* Good advice from Jaron Lanier: how to be on the Internet.
* Exactly the sort of thing that appeals to me: bookshelf porn (note: this link is entirely safe for work, unless you have an office that bans employees from looking at books).
* Awesome: In German Suburb, Life Goes On Without Cars.
* Salinger’s toilet up for auction — seriously?. Note that the appendage “seriously?” is from Carolyn Kellogg, although she expresses my sentiments as well.
* I love Slate’s “Bogus Trend Stories of the Week” feature, in which they discuss stories based on questionable or phony numbers, anecdote, moral panic, hysteria, fear mongering, and the like. The best part: cited numbers or statistics often contradict the overall thrust of the stories themselves. Sex often plays a role, as it does in this week’s topic: Child pornography, sextortion, and Chinese hymenoplasties. Samples:
Presented with convincing data, I’m prepared to believe that child porn is growing. But if a Department of Justice report states that the number of offenders is unknown and the quantity of images and videos of child pornography being traded is also unknown, how can anybody say that the distribution of child porn is on the rise?

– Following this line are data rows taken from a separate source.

PR #2913, opened 2023-06-26
Remove trailing dot after repo URL

eumiro:
When running on GitHub, pre-commit prints log entries with dots at the end of line (as period):

```
[INFO] Initializing environment for https://github.com/pre-commit/pre-commit-hooks.
[INFO] Installing environment for https://github.com/pre-commit/pre-commit-hooks.
```

GitHub interprets them as part of URL and breaks the links. I'd suggest removing these trailing dots.


asottile:
there's an exact duplicate PR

For the disastrous Russian heat wave has exposed a key failing of Russian society: The flow of information has stopped. There is not a single newspaper that even strives to be national in its coverage. The television is not only controlled by the Kremlin; it is made by the Kremlin for the Kremlin, and it is entirely unsuited to gathering or conveying actual information. Even the Russian blogosphere is bizarrely fragmented: Researchers who “mapped” it discovered that, unlike any other blogosphere in the world, it consists of many non-overlapping circles. People in different walks of life, different professions, and different parts of the country simply do not talk to one another. The same is true of political institutions: Since the Russian government effectively abolished representative democracy, canceling direct elections, there is no reason—and no real mechanism—for Moscow politicians to know what is going on in the vast country. Nor do governors need concern themselves with the lives and the disasters in their regions—they, too, are no longer elected but are appointed by the Kremlin.
Some Americans suffer from information overload; Russians suffer from the opposite.